##### Source data #####

PR #448, opened 2025-09-03
Support float status codes in configuration

Anilm3:
Following up on https://github.com/DataDog/libddwaf/pull/441, this PR adds support for validating status codes of type `float` (actually `double`).

### DIFF
--- a/src/configuration/actions_parser.cpp
+++ b/src/configuration/actions_parser.cpp
@@ -36,24 +36,41 @@ bool validate_status_code_presence_and_type(
         return false;
     }
 
-    if (holds_alternative<int64_t>(it->second)) {
-        if (const int64_t value = std::get<int64_t>(it->second); value >= 0) {
-            it->second = static_cast<uint64_t>(value);
+    auto validate_status_code = [&validate_fn]<typename T>(T code) {
+        auto ucode = static_cast<uint64_t>(code);
+        if constexpr (std::is_same_v<T, double>) {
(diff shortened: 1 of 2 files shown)


src/configuration/actions_parser.cpp
```diff
@@ -36,24 +36,41 @@ bool validate_status_code_presence_and_type(
...
+        code = static_cast<uint64_t>(std::get<double>(code));
+        return true;
+    }
+
+    if (holds_alternative<std::string>(code)) {
+        if (auto [res, value] = from_string<uint64_t>(std::get<std::string>(code));
+            res && validate_status_code(value)) {
+            code = value;
+            return true;
+        }
```
cataphract, line 69: you could maybe simplify things a bit:

```cpp
auto validate_status_code = [&validate_fn](auto&& code) {
    using T = std::decay_t<decltype(code)>;
    int64_t ucode;
    if constexpr (std::is_same_v<T, std::string>) {
        if (auto [res, value] = from_string<uint64_t>(code); res) {
            ucode = value;
        } else {
            return false;
        }
    } else {
        ucode = static_cast<uint64_t>(code);
        if (code < 0 || static_cast<T>(ucode) != code) {
            return false;
        }
    }
    return ucode <= 999 && validate_fn(ucode);
};

auto &code = it->second;
if (std::visit(validate_status_code, code)) {
    return true;
}
```

cataphract (approved):

PR #455, opened 2025-09-18
[v2] Return DDWAF_MATCH when there are events, attributes or actions

Anilm3:
This PR expands the cases in which `DDWAF_MATCH` is returned to include those in which attributes and actions are provided.


cataphract (approved):
This is a breaking change to the public API, so it should go on UPGRADING

PR #461, opened 2025-09-27
Incremental processor overrides

Anilm3:
This PR updates processor overrides to the new definition which adds or removes scanners to a given processor rather than fully replacing the whole set. The existing implementation is not currently in use, therefore there is no risk for existing users. More information can be found in RFC-1071.

An example processor override, adding and removing scanners, can be seen below:

```json
{
  "processor_overrides": [
    {
      "target": [{ "id": "extract-headers" }, { "id": "extract-content" }],
      "scanners": {
        "include": [
          {
            "tags": {
              "category": "pii"
            }
          },
          { "id": "mastercard-2x2" }
        ],
        "exclude": [{ "id": "mastercard-4x4" }]
      },
    }
  ]
}

```

Related Jiras: [APPSEC-59429]

[APPSEC-59429]: https://datadoghq.atlassian.net/browse/APPSEC-59429?atlOrigin=eyJpIjoiNWRkNTljNzYxNjVmNDY3MDlhMDU5Y2ZhYzA5YTRkZjUiLCJwIjoiZ2l0aHViLWNvbS1KU1cifQ

### DIFF
--- a/src/builder/processor_builder.cpp
+++ b/src/builder/processor_builder.cpp
@@ -8,7 +8,6 @@
 #include <set>
 #include <string>
 #include <utility>
-#include <vector>
 
 #include "builder/processor_builder.hpp"
 #include "configuration/common/configuration.hpp"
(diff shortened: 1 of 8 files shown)


Anilm3:
@codex review

src/builder/processor_builder.cpp
```diff
@@ -23,20 +22,50 @@
...
 std::set<const scanner *> references_to_scanners(
-    const std::vector<reference_spec> &references, const indexer<const scanner> &scanners)
+    const auto &references, const indexer<const scanner> &scanners)
 {
     std::set<const scanner *> scanner_refs;
-    for (const auto &ref : references) {
+
+    // Precedence:
+    //  - Refs by ID have precedence over refs by tags
+    //  - Exclusions have precedence over inclusions
```
cataphract, line 33: Could be worded more unambiguously. Does an inclusion by id have precedence over an exclusion by tags?

(From the code I infer that the answer is yes)

cataphract (approved):

PR #466, opened 2025-10-03
Pass correct capacity when moving cow_string to dynamic_string

Anilm3:


Anilm3:
@codex review

src/cow_string.hpp
```diff
@@ -103,20 +105,21 @@ class cow_string {
 
     // Moves the contents and invalidates the string if the buffer has been
     // modified, otherwise it does nothing
```
cataphract, line 107: The comment does not apply. It always invalidates the string. In fact, the conversion operator should be called on rvalue references only, so that the compiler can warn on uses after move.

cataphract (approved):

PR #2168, opened 2017-01-28
Rename LICENSE.txt to LICENSE

SUPERCILEX:
This is the new default for GitHub and looks much nicer.


JakeWharton:
This would probably be annoying for Windows users. Even disregarding that, I see no reason for the change.

SUPERCILEX:
@JakeWharton Since GitHub uses `LICENSE` by default, license displayer libraries are going to make that their default. As for it being annoying for Windows users, who reads the license anyway? I doubt that will much of an issue. However, it makes it easier for license libraries if you follow the GitHub default.

JakeWharton:
No license checker of any quality would omit checking for a .txt version.

SUPERCILEX:
Of course not, but they would start by checking for GitHub's default and
then the .txt version. Heck, even you use the non .txt version for some of
your repos: [
https://github.com/ReactiveX/RxAndroid/blob/2.x/**LICENSE**](https://github.com/ReactiveX/RxAndroid/blob/2.x/LICENSE)
.

JakeWharton:
I didn't create that repo

SUPERCILEX:
@JakeWharton Yeah, but you maintain it.

@JakeWharton Fine, I tried. I created https://github.com/yshrsmz/LicenseAdapter/pull/22 anyway to fix this problem so it's good, I guess. I still prefer `LICENSE` instead of `LICENSE.txt`. 😄

Issue #2132, opened 2016-12-21
Evaluate adding createAsync() to the RxJava adapters.


JakeWharton:
This would use `enqueue` instead of `execute` to defer threading to OkHttp's `Dispatcher` instead of blocking a scheduler (or application) thread. This would allow re-using 90% of the built-in machinery around things like type parsing, `Result`/body handling, etc.

PR #2169, opened 2017-01-28
Add createAsync() to RxJava 2.x CallAdapter.Factory.

JakeWharton:
This uses Call.enqueue() instead of Call.execute() when invoking the underlying Call.

Refs #2132.

### DIFF
--- a/retrofit-adapters/rxjava2/src/main/java/retrofit2/adapter/rxjava2/CallEnqueueObservable.java
+++ b/retrofit-adapters/rxjava2/src/main/java/retrofit2/adapter/rxjava2/CallEnqueueObservable.java
@@ -22,50 +22,67 @@ import io.reactivex.exceptions.CompositeException;
 import io.reactivex.exceptions.Exceptions;
 import io.reactivex.plugins.RxJavaPlugins;
 import retrofit2.Call;
+import retrofit2.Callback;
 import retrofit2.Response;
 
-final class CallObservable<T> extends Observable<Response<T>> {
+final class CallEnqueueObservable<T> extends Observable<Response<T>> {
   private final Call<T> originalCall;
 
-  CallObservable(Call<T> originalCall) {
+  CallEnqueueObservable(Call<T> originalCall) {
     this.originalCall = originalCall;
   }
 
   @Override protected void subscribeActual(Observer<? super Response<T>> observer) {
     // Since Call is a one-shot type, clone it for each new observer.
     Call<T> call = originalCall.clone();
-    observer.onSubscribe(new CallDisposable(call));
+    CallCallback<T> callback = new CallCallback<>(call, observer);
+    observer.onSubscribe(callback);
+    call.enqueue(callback);
+  }
 
+  private static final class CallCallback<T> implements Disposable, Callback<T> {
+    private final Call<?> call;
+    private final Observer<? super Response<T>> observer;
     boolean terminated = false;
-    try {
-      Response<T> response = call.execute();
-      if (!call.isCanceled()) {
+
+    CallCallback(Call<?> call, Observer<? super Response<T>> observer) {
+      this.call = call;
+      this.observer = observer;
+    }
+
+    @Override public void onResponse(Call<T> call, Response<T> response) {
+      if (call.isCanceled()) return;
+
+      try {
         observer.onNext(response);
-      }
-      if (!call.isCanceled()) {
-        terminated = true;
-        observer.onComplete();
-      }
-    } catch (Throwable t) {
-      Exceptions.throwIfFatal(t);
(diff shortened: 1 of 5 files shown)


JakeWharton:
Will do RxJava 2.x next.

eneim:
Sorry, this is actually the implementation for RxJava2 I think :-?

retrofit-adapters/rxjava2/src/main/java/retrofit2/adapter/rxjava2/RxJava2CallAdapterFactory.java
```diff
@@ -59,7 +59,15 @@
    * by default.
    */
   public static RxJava2CallAdapterFactory create() {
-    return new RxJava2CallAdapterFactory(null);
+    return new RxJava2CallAdapterFactory(null, false);
+  }
+
+  /**
+   * Returns an instance which creates asynchronous observables. Applying
```
artem-zinnatullin: Returns an instance which creates asynchronous observables, network requests will be performed on OkHttp's `Dispatcher` instead of blocking a scheduler (or application) thread?

retrofit-adapters/rxjava2/src/main/java/retrofit2/adapter/rxjava2/CallEnqueueObservable.java
```diff
@@ -0,0 +1,96 @@
...
+
+      try {
+        observer.onNext(response);
+
+        if (!call.isCanceled()) {
+          terminated = true;
+          observer.onComplete();
+        }
+      } catch (Throwable t) {
+        if (terminated) {
```
artem-zinnatullin: Maybe test this since it's a major part of Observable contract?

retrofit-adapters/rxjava2/src/main/java/retrofit2/adapter/rxjava2/RxJava2CallAdapterFactory.java
JakeWharton: OkHttp is not guaranteed

JakeWharton:
@eneim So it is. They're all the same to me.

retrofit-adapters/rxjava2/src/main/java/retrofit2/adapter/rxjava2/RxJava2CallAdapterFactory.java
artem-zinnatullin: Ah, right, "network requests will be performed by `Call` dispatcher (ie OkHttp) instead of blocking a scheduler or application thread"? 

I mean, would be great to include some pros of using it into javadoc (and release notes)!

retrofit-adapters/rxjava2/src/test/java/retrofit2/adapter/rxjava2/AsyncTest.java
```diff
@@ -0,0 +1,74 @@
...
+  }
+
+  @Test public void async() throws InterruptedException {
+    server.enqueue(new MockResponse());
+
+    TestObserver<Void> observer = new TestObserver<>();
+    service.completable().subscribe(observer);
+    assertFalse(observer.await(1, SECONDS));
+
+    triggerResponse();
```
swankjesse: fun fact: if you wanted to do all the async through QueueDispatcher, this line becomes just `server.enqueue(MockResponse())` and you don’t need your own triggers

JakeWharton: Is that true? I recall trying that but Dispatcher returns a default response if one isn't available when I looked.

JakeWharton: It was `peek()` that returns a default, not `dispatch()`. Updated

retrofit-adapters/rxjava2/src/main/java/retrofit2/adapter/rxjava2/RxJava2CallAdapterFactory.java
JakeWharton: A dispatcher is an implementation detail of OkHttp. All we can guarantee is that `Call.enqueue` is used and I'm not sure that specific information is any more useful than calling them "asynchronous".

retrofit-adapters/rxjava2/src/main/java/retrofit2/adapter/rxjava2/CallEnqueueObservable.java
JakeWharton: Added

PR #2172, opened 2017-01-30
Add createAsync() to RxJava 1.x CallAdapter.Factory.

### LINKED ISSUE #2132: Evaluate adding createAsync() to the RxJava adapters.

JakeWharton:
This uses Call.enqueue() instead of Call.execute() when invoking the underlying Call.

Closes #2132.


retrofit-adapters/rxjava/src/main/java/retrofit2/adapter/rxjava/CallEnqueueOnSubscribe.java
```diff
@@ -0,0 +1,50 @@
...
+  }
+
+  @Override public void call(Subscriber<? super Response<T>> subscriber) {
+    // Since Call is a one-shot type, clone it for each new subscriber.
+    Call<T> call = originalCall.clone();
+    final CallArbiter<T> arbiter = new CallArbiter<>(call, subscriber);
+    subscriber.add(arbiter);
+    subscriber.setProducer(arbiter);
+
+    call.enqueue(new Callback<T>() {
```
JakeWharton: The only new code in this PR is this `Callback` implementation. Everything else was here previously.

#####

## What to work on
Nothing beyond the line containing "if (const int64_t" is to be output; the lines above, from the first one onward to that line, are to be transcribed exactly.

## Exercise solution
PR #448, opened 2025-09-03
Support float status codes in configuration

Anilm3:
Following up on https://github.com/DataDog/libddwaf/pull/441, this PR adds support for validating status codes of type `float` (actually `double`).

### DIFF
--- a/src/configuration/actions_parser.cpp
+++ b/src/configuration/actions_parser.cpp
@@ -36,24 +36,41 @@ bool validate_status_code_presence_and_type(
         return false;
     }
 
-    if (holds_alternative<int64_t>(it->second)) {
-        if (const int64_t value = std::get<int64_t>(it->second); value >= 0) {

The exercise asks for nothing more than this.